The problem: Whenever a line in this data holds the word "InitEmptyPacket", report that line in full.

[[ Data section, beginning ]]

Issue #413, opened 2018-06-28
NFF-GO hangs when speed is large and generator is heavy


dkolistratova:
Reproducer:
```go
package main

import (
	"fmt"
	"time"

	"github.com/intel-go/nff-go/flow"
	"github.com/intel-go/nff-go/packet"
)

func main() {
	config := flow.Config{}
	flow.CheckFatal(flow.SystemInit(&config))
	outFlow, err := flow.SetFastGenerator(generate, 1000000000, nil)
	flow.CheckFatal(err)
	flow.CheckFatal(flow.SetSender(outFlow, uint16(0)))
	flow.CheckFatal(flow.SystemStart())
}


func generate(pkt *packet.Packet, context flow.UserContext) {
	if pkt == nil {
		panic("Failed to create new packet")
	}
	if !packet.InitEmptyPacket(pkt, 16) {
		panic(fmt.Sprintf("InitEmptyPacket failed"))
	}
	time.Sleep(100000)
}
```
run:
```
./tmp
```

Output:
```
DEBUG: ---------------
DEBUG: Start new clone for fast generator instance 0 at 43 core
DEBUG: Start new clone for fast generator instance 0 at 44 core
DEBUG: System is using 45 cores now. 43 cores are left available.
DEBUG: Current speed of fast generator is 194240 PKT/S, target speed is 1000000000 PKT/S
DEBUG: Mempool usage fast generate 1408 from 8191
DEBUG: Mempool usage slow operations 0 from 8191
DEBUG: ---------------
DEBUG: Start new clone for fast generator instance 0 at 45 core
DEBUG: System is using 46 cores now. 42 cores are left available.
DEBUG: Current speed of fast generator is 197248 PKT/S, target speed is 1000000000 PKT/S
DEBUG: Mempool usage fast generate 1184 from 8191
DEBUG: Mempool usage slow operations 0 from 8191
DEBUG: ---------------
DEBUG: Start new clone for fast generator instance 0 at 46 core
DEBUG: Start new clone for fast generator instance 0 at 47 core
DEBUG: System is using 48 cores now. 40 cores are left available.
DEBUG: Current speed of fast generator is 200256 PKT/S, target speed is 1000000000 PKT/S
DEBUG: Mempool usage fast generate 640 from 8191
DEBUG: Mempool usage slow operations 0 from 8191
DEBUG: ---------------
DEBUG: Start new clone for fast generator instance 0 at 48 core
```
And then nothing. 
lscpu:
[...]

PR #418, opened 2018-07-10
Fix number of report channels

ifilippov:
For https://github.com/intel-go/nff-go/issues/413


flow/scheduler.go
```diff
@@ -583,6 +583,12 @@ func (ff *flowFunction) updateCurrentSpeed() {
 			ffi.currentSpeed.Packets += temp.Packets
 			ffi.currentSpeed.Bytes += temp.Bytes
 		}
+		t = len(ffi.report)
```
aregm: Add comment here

[[ Data section, end ]]
[[ Data section, beginning ]]

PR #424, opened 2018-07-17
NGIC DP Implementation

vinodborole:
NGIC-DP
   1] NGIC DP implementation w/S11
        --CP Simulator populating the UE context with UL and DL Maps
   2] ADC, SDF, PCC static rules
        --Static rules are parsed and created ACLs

[[ Data section, end ]]

Written solution:
	if !packet.InitEmptyPacket(pkt, 16) {
		panic(fmt.Sprintf("InitEmptyPacket failed"))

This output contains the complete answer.